Q: What’s distinctive about the JDRF work you and your UCI colleague Elliot Botvinick are doing? How are you addressing the rejection issue?

A: Our research is focused on a coating that can protect the transplanted islets and eliminate the need to take lifelong anti-rejection drugs. The JDRF has created an encapsulation consortium, a group of like-minded researchers trying to do the same thing. Our specific grant is to establish a transplant site that has sufficient blood vessels to improve islet survival after transplantation. We’re also using a system developed in our labs that’s able to determine oxygen levels within the islets. This is important, as oxygen supply is critical. These cells are encased in an ultrapure algae membrane. The encapsulation chemistry allows for selective permeability, meaning that some small molecules, such as glucose and insulin, can pass through the membrane, while large antibodies and immunological molecules are blocked from entering the space containing the islets.

Q: When in the course of an individual’s diabetes would this treatment be administered?

A: I hope we can establish islet transplantation as a potential therapy for Type 1 diabetic patients early in the course of their disease, before they’ve lost all of their insulin-producing islet cells.
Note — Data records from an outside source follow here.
PR #1102, opened 2023-09-25
SIMSBIOHUB-286: Upload Telemetry Files on Device Creation

JeremyQuartech:
## Links to Jira Tickets

- [SIMSBIOHUB-286](https://apps.nrs.gov.bc.ca/int/jira/browse/SIMSBIOHUB-286)

## Description of Changes

- Adds option to attach a .keyx or .cfg file during new telemetry device creation
- 'keyx' upload section conditionally renders when Vectronic manufacturer is selected
- 'cfg' upload section conditionally renders when Lotek manufacturer is selected


app/src/features/surveys/view/SurveyAnimals.tsx
```diff
@@ -151,15 +155,24 @@ const SurveyAnimals: React.FC = () => {
...
+          await bhApi.survey.uploadSurveyKeyx(projectId, surveyId, attachmentFile);
+        } else if (attachmentFile && attachmentType === AttachmentType.OTHER) {
+          await bhApi.survey.uploadSurveyAttachments(projectId, surveyId, attachmentFile);
+        }
         await bhApi.survey.addDeployment(projectId, surveyId, survey_critter_id, critterTelemetryDevice);
         setPopup('Successfully added deployment.');
-      } catch (e) {
-        setPopup('Failed to add deployment.');
+        surveyContext.artifactDataLoader.refresh(projectId, surveyId);
+      } catch (e: any) {
```
NickPhura: super nit: lets not use single letter variables in general. `error` is just better imo.

Also, lets avoid casting stuff to `any` whenever possible. Better to cast it to `Error` (or w/e is appropriate here) as needed

NickPhura: For line 191:

I'd prefer `item` over `a`, or `deploymentDataItem` or something. Better yet, is deploymentData of a certain known type? Using that type as part of the variable name can be nice too, just to add some more context.

Dug into it: looks like deploymentData is of type `IAnimalDeployment[]`. So I'd even call it `animalDeployments` or similar, so it is a bit more descriptive of its own type. And then in the map, it could be `animalDeployment` instead of `a`.

app/src/features/surveys/view/SurveyAnimals.tsx
```diff
@@ -151,15 +155,24 @@ const SurveyAnimals: React.FC = () => {
     }
   };
 
-  const handleTelemetrySave = async (survey_critter_id: number, data: IAnimalTelemetryDevice[]) => {
+  const handleTelemetrySave = async (survey_critter_id: number, data: IAnimalTelemetryDeviceFile[]) => {
```
NickPhura: This function is a bit complicated, could we break it down into more smaller functions? Maybe the ADD content is its own function, same with the EDIT?

NickPhura: Also, adding comments inline is always okay. 

If we look at this or any code from the perspective of a brand new developer with no historical context on the project, are there any parts of the code that could use an explanation because what its doing, or why, is not obvious or involves some business knowledge that they just wouldn't have.

app/src/features/surveys/view/survey-animals/TelemetryDeviceForm.tsx
```diff
@@ -3,18 +3,44 @@ import Grid from '@mui/material/Grid';
...
   ADD = 'add',
   EDIT = 'edit'
 }
 
+export interface IAnimalTelemetryDeviceFile extends IAnimalTelemetryDevice {
+  attachmentFile?: File;
+  attachmentType?: AttachmentType;
+}
+
+const AttchmentFormSection = ({ index, deviceMake }: { index: number; deviceMake: string }): JSX.Element => {
```
curtisupshall: Nit: Remove `JSX.Element` and use `props` parameter instead of destructuring

curtisupshall (dismissed):
Code looks good to my eyes :^)

GrahamS-Quartech (approved):
Looking good.

api/src/services/bctw-service.ts
```diff
@@ -330,6 +346,10 @@ export class BctwService {
     };
   }
 
+  async getKeyXDetails(deviceIds: number[]): Promise<IKeyXDetails[]> {
```
curtisupshall, line 349: Needs JS docs

app/src/features/surveys/view/SurveyAnimals.tsx
```diff
@@ -151,44 +160,91 @@ const SurveyAnimals: React.FC = () => {
...
-  const handleTelemetrySave = async (survey_critter_id: number, data: IAnimalTelemetryDevice[]) => {
+  const uploadAttachment = async (file?: File, attachmentType?: AttachmentType) => {
+    try {
+      if (file && attachmentType === AttachmentType.KEYX) {
+        await bhApi.survey.uploadSurveyKeyx(projectId, surveyId, file);
+      } else if (file && attachmentType === AttachmentType.OTHER) {
+        await bhApi.survey.uploadSurveyAttachments(projectId, surveyId, file);
+      }
+    } catch (error) {
+      throw new Error(`Failed to upload attachment ${file?.name}`);
```
curtisupshall, line 171: We should avoid throwing error in the browser. We probably need to audit the entire application for unsafe error handling in general. Ideally, error messages should be displayed in the app using React components.

curtisupshall (approved):
Code looks good

al-rosenthal (approved):
👍

PR #1104, opened 2023-09-29
SIMSBIOHUB-275: Remove Project Coordinator from SIMS

curtisupshall:
## Links to Jira Tickets

- https://apps.nrs.gov.bc.ca/int/jira/browse/SIMSBIOHUB-275

## Description of Changes
 - Removes any Project Coordinator UI for creating, editing or viewing projects
 - Removes any reference to Project Coordinator in the frontend and backend codebase
 - Adds a migration that makes project coordinator fields optional, retaining any existing project coordinator data.

## Testing Notes (for local environment)

1. On branch `dev`, create one or more projects.
2. Check out the `SIMSBIOHUB-275` branch and run `make web` to run the new migration.
3. [ ] Upon compiling the project, you should be able to:
 - View an existing project + participants
 - Edit an existing project
 - Create a new project
 - View a survey + participants
 - Add participants to a project
 - Add participants to a survey

4. [ ] For the projects created before running the migration, their participant data in the project table should still exist.


database/src/migrations/20230929103700_ignore_project_coordinator.ts
```diff
@@ -0,0 +1,26 @@
...
+ * @export
+ * @param {Knex} knex
+ * @return {*}  {Promise<void>}
+ */
+export async function up(knex: Knex): Promise<void> {
+  await knex.raw(`--sql
+    SET search_path = 'biohub';
+
+    ALTER TABLE project
+    ALTER COLUMN coordinator_first_name       DROP NOT NULL,
```
NickPhura: Would you mind also updating the comments for the coordinator fields, and just appending something like "Deprecated" to the start. Just in case.

NickPhura:
Looks good. 

A few tests on front and back end that are referencing project coordinator still.

api/src/services/eml-service.ts
```diff
@@ -666,44 +666,36 @@ export class EmlService extends DBService {
...
-    const primaryContact = projectData.coordinator;
-
-    if (JSON.parse(primaryContact.share_contact_details)) {
-      // return full details of the primary contact iff it is public.
-      return {
-        organizationName: primaryContact.coordinator_agency,
-        electronicMailAddress: primaryContact.email_address
-      };
-    }
+    const participant = projectData.participants[0];
```
NickPhura: In the few places that grab the 0th element, would you mind changing it to instead find a participant with the coordinator role? It should always exist, though I guess the find won't know that.. Might have to bring that if else structure back from the old version, just to appease the type safety.

NickPhura: (It probably doesn't really matter in the end, but we've come this far :/)

database/src/migrations/20230929103700_ignore_project_coordinator.ts
curtisupshall: Great idea, added.

JeremyQuartech:
I may be misunderstanding the changes a bit here, but just clarifying... When creating a project, under managing team members, `Coordinator` is still meant to be an option right? So do these changes simply remove the ability to add metadata associated with the coordinator?

api/src/services/eml-service.ts
curtisupshall: Good call. Changed!

curtisupshall:
> I may be misunderstanding the changes a bit here, but just clarifying... When creating a project, under managing team members, `Coordinator` is still meant to be an option right? So do these changes simply remove the ability to add metadata associated with the coordinator?

@JeremyQuartech That is essentially it, yeah. Project team members did not historically have roles like "Coordinator", so projects has specific metadata (Project Coordinator) to store basic info for the primary contact for the project. Since we now have the Coordinator team member role, this information is pretty much unneeded.

NickPhura (dismissed):

database/src/migrations/20230929103700_deprecate_project_coordinator.ts
```diff
@@ -0,0 +1,32 @@
...
+    SET search_path = 'biohub';
+
+    ALTER TABLE project
+    ALTER COLUMN coordinator_first_name       DROP NOT NULL,
+    ALTER COLUMN coordinator_last_name        DROP NOT NULL,
+    ALTER COLUMN coordinator_email_address    DROP NOT NULL,
+    ALTER COLUMN coordinator_agency_name      DROP NOT NULL,
+    ALTER COLUMN coordinator_public           DROP NOT NULL;
+
+    COMMENT ON COLUMN project.coordinator_first_name IS '(Deprecated) The first name of the person directly responsible for the project.';
```
al-rosenthal, line 22: love the depreciated tag

al-rosenthal (approved):
ran this locally and followed your instructions. It is working as expected 🐶

NickPhura (approved):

If we can transplant without the need for chronic anti-rejection drugs, we can treat more patients; and if we can come up with an unlimited source of cells, we can treat even more patients.

Q: You recently formed a collaboration with the Argentine government. What’s the focus of that work?

A: Our efforts are supporting a group in Buenos Aires who are transplanting isolated piglet islets that are encapsulated in a specific biomaterial. This group has government support and has initiated a series of transplants in patients with diabetes. Initial results showed some function, and we hope that once they incorporate our novel approaches, we can see patients become insulin-free with the encapsulated piglet islets.

Q: You and Elliot have also been active in the UCI student Business Plan Competition, with your teams receiving top awards in 2015 and 2016. What’s the nature of your teams’ involvement?

A: Yes, along with some very capable students in our labs, we were fortunate to win the Business Plan Competition the past two years. Our 2015 team, Kapsoulas TherapeutiX, created a treatment for diabetic pets using islet transplantation. We have now started a company called Sanatio Therapeutics Inc. to treat diabetic dogs and cats using some of the same approaches we’re taking to treat people with Type 1 diabetes. There’s a growing prevalence of diabetes in pets, and currently there are no options. Insulin treatment doesn’t work in the long term, and diabetic complications occur just as in human diabetics.

Our 2016 entry, Sher Biomedical, was awarded for a technology that allows us to put a device under the skin, wait a period of time for new blood vessels to surround the device and then place the encapsulated islets into the blood-rich space, or pocket, that we’ve made. It’s still in the development and validation phase, but we’re keen on this. We hope that this will let us transplant islets, achieve normal blood glucoses and replace islets over time.

I want to see our research efforts with these student teams and in the lab move forward, and for some technologies, it’s best to spin them off into UCI startups, which enables us to get assistance from those with expertise in business and clinical trials so that one day these innovative treatments can reach patients.